Your assignment: All lines of the listing below are to be printed again exactly.

<<<<

PR #208, opened 2022-11-25
Bugfix pnetcdf

TomasTorsvik:
Some variables for PnetCDF were not explicitly imported from xc_mod.

PR #209, opened 2022-11-25
Bugfix pnetcdf (#208)

TomasTorsvik:
* Add variables used by PNETCDF to explicit use staements.

* Move implicit none statments

* update explicit use statement for pnetcdf


jmaerz (approved):
Approved.

PR #453, opened 2024-12-18
R1.4 update ci02

TomasTorsvik:
It seems that our CI test system fails with `ubuntu-24.04`. Currently `ubuntu-latest` is in transition from `ubuntu-22.04` to `ubuntu-24.04` (see runner-images [issue 10636](https://github.com/actions/runner-images/issues/10636)), which triggers some mpi error.

* Set ubuntu version to 22.04
* Update meson and python version numbers

If approved, this fix will also be applied to the `release-1.6` and `master` branches.

### DIFF
--- a/.github/workflows/ci.yml
+++ b/.github/workflows/ci.yml
@@ -3,7 +3,7 @@ on: [push, pull_request]
 
 env:
   # This version of Meson should be available as an EasyBuild on Fram and Betzy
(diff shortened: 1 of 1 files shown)


jmaerz (approved):
Looks good to me. Thanks!

JorgSchwinger (approved):

Sopheap-cloud (commented):
Download

PR #454, opened 2024-12-19
Temperature- and O2-dependent sediment remineralization

jmaerz:
with this PR, I make the temperature- and oxygen-dependency of the lumped ammonification&nitrification step in the default version as option available. As already for the water column, it is switched on for the default version by using the switch `lTO2depremin`. 

**Note:** Currently, there is no change in the `disso_poc` value automatically implemented (so it needs to be set in the `user_nl_blom` when using the `lTO2depremin` option (I currently use 6.0e-5 as a value, which might be a bit high in combination with `disso_sil=0.5e-6`). 

Further, in the extended nitrogen cycle, the denitrification rates are also oxygen- and temperature-dependent. I didn't include this thus far (and I am not sure, if it makes sense in the default version - maybe one could consider the T-dependency).


JorgSchwinger (approved):
Looks good to me, thanks for fixing this. I'll do a test run once this is merged.

Moving forward I would remove the option `lTO2depremin` and make this a default, if you agree.

I agree we should update `dissoc_poc`. I currently use `dissoc_poc=5.0e-6`, which gives a stable water column PO4 inventory. I currently doing a few tuning tests for the ecosystem parameterization and wanted to fine-tune `dissoc_poc` towards the end.

jmaerz:
Hi @JorgSchwinger , sure, we can make it a default at some point. Note that the `disso_poc` might need to be different in the current case and when you switch to the T-dep case, since the Q10-dep modifies the sort of average `disso_poc` with regards to the average bottom T (hope you understand, what I am trying to say). Further, with the current sediment in place, it is a bit of a question, which areas one wants to highlight in the tuning (i.e. that it better aligns to shallower or deep ocean regions).

JorgSchwinger:
Ok, I understand, thank you. But I do not necessarily think it's a question of highlighting a region, I think the priority would be to keep the water column PO4 constant (for given river input and the given sediment).

jmaerz:
Hi @JorgSchwinger , ideally yes... (while there might be slightly different needs in different setups). I discussed this with @TomasTorsvik the past days a bit. Coming closer to the tuning phase, we should discuss the default settings and model version to use - I would suggest to do this early next year.

JorgSchwinger:
Yes that's a good idea. See you next year, and have a nice Christmas break!

TomasTorsvik (approved):
@jmaerz - thanks, looks good to me.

>>>>

Exercise solution:
PR #208, opened 2022-11-25
Bugfix pnetcdf

TomasTorsvik:
Some variables for PnetCDF were not explicitly imported from xc_mod.

PR #209, opened 2022-11-25
Bugfix pnetcdf (#208)

TomasTorsvik:
* Add variables used by PNETCDF to explicit use staements.

* Move implicit none statments

* update explicit use statement for pnetcdf


jmaerz (approved):
Approved.

PR #453, opened 2024-12-18
R1.4 update ci02

TomasTorsvik:
It seems that our CI test system fails with `ubuntu-24.04`. Currently `ubuntu-latest` is in transition from `ubuntu-22.04` to `ubuntu-24.04` (see runner-images [issue 10636](https://github.com/actions/runner-images/issues/10636)), which triggers some mpi error.

* Set ubuntu version to 22.04
* Update meson and python version numbers

If approved, this fix will also be applied to the `release-1.6` and `master` branches.

### DIFF
--- a/.github/workflows/ci.yml
+++ b/.github/workflows/ci.yml
@@ -3,7 +3,7 @@ on: [push, pull_request]
 
 env:
   # This version of Meson should be available as an EasyBuild on Fram and Betzy
(diff shortened: 1 of 1 files shown)


jmaerz (approved):
Looks good to me. Thanks!

JorgSchwinger (approved):

Sopheap-cloud (commented):
Download

PR #454, opened 2024-12-19
Temperature- and O2-dependent sediment remineralization

jmaerz:
with this PR, I make the temperature- and oxygen-dependency of the lumped ammonification&nitrification step in the default version as option available. As already for the water column, it is switched on for the default version by using the switch `lTO2depremin`. 

**Note:** Currently, there is no change in the `disso_poc` value automatically implemented (so it needs to be set in the `user_nl_blom` when using the `lTO2depremin` option (I currently use 6.0e-5 as a value, which might be a bit high in combination with `disso_sil=0.5e-6`). 

Further, in the extended nitrogen cycle, the denitrification rates are also oxygen- and temperature-dependent. I didn't include this thus far (and I am not sure, if it makes sense in the default version - maybe one could consider the T-dependency).


JorgSchwinger (approved):
Looks good to me, thanks for fixing this. I'll do a test run once this is merged.

Moving forward I would remove the option `lTO2depremin` and make this a default, if you agree.

I agree we should update `dissoc_poc`. I currently use `dissoc_poc=5.0e-6`, which gives a stable water column PO4 inventory. I currently doing a few tuning tests for the ecosystem parameterization and wanted to fine-tune `dissoc_poc` towards the end.

jmaerz:
Hi @JorgSchwinger , sure, we can make it a default at some point. Note that the `disso_poc` might need to be different in the current case and when you switch to the T-dep case, since the Q10-dep modifies the sort of average `disso_poc` with regards to the average bottom T (hope you understand, what I am trying to say). Further, with the current sediment in place, it is a bit of a question, which areas one wants to highlight in the tuning (i.e. that it better aligns to shallower or deep ocean regions).

JorgSchwinger:
Ok, I understand, thank you. But I do not necessarily think it's a question of highlighting a region, I think the priority would be to keep the water column PO4 constant (for given river input and the given sediment).

jmaerz:
Hi @JorgSchwinger , ideally yes... (while there might be slightly different needs in different setups). I discussed this with @TomasTorsvik the past days a bit. Coming closer to the tuning phase, we should discuss the default settings and model version to use - I would suggest to do this early next year.

JorgSchwinger:
Yes that's a good idea. See you next year, and have a nice Christmas break!

TomasTorsvik (approved):
@jmaerz - thanks, looks good to me.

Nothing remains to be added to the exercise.